Could you filter the records below down to the lines that include the word "blob"?

──────────

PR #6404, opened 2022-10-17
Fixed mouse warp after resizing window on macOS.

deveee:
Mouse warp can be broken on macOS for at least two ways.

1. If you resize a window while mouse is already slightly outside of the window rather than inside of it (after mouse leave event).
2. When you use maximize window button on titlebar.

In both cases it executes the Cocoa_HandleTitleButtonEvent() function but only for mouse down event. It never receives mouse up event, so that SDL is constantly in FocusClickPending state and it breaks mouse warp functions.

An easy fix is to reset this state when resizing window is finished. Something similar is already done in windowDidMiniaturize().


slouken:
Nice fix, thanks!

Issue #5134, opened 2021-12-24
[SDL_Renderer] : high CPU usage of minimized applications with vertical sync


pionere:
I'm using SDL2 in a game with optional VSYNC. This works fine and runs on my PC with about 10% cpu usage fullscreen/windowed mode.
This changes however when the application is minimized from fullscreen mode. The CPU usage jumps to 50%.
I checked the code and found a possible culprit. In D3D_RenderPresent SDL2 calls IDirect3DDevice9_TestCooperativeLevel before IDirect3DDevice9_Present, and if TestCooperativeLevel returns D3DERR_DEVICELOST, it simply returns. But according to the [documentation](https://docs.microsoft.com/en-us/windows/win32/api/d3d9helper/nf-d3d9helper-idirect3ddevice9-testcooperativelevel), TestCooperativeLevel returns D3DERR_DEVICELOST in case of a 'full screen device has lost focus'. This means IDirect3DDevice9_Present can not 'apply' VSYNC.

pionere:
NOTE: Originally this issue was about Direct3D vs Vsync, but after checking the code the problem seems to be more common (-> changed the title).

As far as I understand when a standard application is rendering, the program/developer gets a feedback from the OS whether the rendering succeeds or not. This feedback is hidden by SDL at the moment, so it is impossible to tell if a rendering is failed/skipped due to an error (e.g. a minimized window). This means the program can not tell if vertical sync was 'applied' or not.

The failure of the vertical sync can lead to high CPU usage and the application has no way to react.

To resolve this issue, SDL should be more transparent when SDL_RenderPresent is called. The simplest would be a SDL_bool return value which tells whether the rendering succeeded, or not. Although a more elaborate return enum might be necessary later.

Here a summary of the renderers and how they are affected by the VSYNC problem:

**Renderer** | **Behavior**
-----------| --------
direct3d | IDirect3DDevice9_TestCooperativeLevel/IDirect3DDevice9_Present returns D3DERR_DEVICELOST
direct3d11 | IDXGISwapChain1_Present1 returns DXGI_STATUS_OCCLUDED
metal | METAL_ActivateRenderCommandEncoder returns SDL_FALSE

──────────

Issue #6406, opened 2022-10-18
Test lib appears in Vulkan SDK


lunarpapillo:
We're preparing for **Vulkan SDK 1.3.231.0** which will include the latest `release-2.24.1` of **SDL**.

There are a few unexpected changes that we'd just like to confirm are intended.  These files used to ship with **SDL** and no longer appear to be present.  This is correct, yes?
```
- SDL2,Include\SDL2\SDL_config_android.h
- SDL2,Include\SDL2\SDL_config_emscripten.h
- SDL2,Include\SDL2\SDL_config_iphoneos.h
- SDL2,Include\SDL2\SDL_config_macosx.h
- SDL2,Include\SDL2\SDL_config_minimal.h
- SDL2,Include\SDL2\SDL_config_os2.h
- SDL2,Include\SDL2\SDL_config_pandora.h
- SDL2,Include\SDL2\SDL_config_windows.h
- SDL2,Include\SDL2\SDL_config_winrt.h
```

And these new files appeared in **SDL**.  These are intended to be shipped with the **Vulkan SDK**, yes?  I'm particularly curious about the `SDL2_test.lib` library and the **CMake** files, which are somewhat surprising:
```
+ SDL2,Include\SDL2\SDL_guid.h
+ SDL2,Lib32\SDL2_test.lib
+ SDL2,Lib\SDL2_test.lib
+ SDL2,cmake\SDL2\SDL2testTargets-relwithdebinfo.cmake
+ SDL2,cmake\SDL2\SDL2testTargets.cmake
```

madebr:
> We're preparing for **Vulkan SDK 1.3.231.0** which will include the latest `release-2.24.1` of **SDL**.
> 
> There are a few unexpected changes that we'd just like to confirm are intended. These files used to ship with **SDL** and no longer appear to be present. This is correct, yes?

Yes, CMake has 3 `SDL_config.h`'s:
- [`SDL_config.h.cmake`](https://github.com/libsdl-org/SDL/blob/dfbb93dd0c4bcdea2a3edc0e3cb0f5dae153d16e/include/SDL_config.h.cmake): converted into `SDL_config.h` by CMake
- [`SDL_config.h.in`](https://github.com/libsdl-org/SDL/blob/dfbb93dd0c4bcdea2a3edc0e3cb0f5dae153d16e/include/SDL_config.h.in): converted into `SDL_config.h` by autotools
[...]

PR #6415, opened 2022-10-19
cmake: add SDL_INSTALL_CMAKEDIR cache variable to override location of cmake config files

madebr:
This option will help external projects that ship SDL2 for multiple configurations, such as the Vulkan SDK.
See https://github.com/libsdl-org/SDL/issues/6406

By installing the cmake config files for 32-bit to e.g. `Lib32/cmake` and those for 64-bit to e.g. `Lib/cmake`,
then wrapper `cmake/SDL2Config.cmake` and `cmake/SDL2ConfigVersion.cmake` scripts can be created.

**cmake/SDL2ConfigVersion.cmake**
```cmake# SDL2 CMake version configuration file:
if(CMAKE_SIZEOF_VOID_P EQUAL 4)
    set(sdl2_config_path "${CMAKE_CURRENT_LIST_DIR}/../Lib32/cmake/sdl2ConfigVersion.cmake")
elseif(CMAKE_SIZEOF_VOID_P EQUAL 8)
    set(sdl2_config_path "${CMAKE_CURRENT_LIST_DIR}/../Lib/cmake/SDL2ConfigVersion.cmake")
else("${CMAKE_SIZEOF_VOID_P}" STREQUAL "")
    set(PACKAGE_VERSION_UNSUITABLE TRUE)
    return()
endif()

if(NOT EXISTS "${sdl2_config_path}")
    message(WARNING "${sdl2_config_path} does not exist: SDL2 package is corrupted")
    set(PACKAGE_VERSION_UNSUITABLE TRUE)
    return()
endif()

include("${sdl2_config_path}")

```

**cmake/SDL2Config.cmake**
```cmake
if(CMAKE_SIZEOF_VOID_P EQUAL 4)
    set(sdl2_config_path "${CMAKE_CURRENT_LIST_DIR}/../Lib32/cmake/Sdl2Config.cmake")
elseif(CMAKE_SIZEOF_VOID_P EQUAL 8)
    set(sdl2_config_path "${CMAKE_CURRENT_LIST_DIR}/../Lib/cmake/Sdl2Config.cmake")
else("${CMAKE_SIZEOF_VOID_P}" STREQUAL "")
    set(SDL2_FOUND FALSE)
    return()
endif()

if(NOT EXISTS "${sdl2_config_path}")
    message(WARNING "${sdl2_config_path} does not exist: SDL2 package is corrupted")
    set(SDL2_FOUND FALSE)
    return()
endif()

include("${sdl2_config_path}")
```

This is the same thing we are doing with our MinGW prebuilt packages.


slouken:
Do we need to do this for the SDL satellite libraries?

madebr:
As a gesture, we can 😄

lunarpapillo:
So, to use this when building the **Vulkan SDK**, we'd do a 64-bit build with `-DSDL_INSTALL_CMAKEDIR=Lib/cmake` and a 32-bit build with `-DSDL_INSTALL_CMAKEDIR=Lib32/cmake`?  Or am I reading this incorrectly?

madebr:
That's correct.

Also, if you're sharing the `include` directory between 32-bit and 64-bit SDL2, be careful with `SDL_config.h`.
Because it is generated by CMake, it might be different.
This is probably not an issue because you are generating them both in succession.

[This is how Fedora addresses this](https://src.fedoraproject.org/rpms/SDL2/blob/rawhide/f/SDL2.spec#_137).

──────────

* Task response *
- [`SDL_config.h.cmake`](https://github.com/libsdl-org/SDL/blob/dfbb93dd0c4bcdea2a3edc0e3cb0f5dae153d16e/include/SDL_config.h.cmake): converted into `SDL_config.h` by CMake
- [`SDL_config.h.in`](https://github.com/libsdl-org/SDL/blob/dfbb93dd0c4bcdea2a3edc0e3cb0f5dae153d16e/include/SDL_config.h.in): converted into `SDL_config.h` by autotools
[This is how Fedora addresses this](https://src.fedoraproject.org/rpms/SDL2/blob/rawhide/f/SDL2.spec#_137).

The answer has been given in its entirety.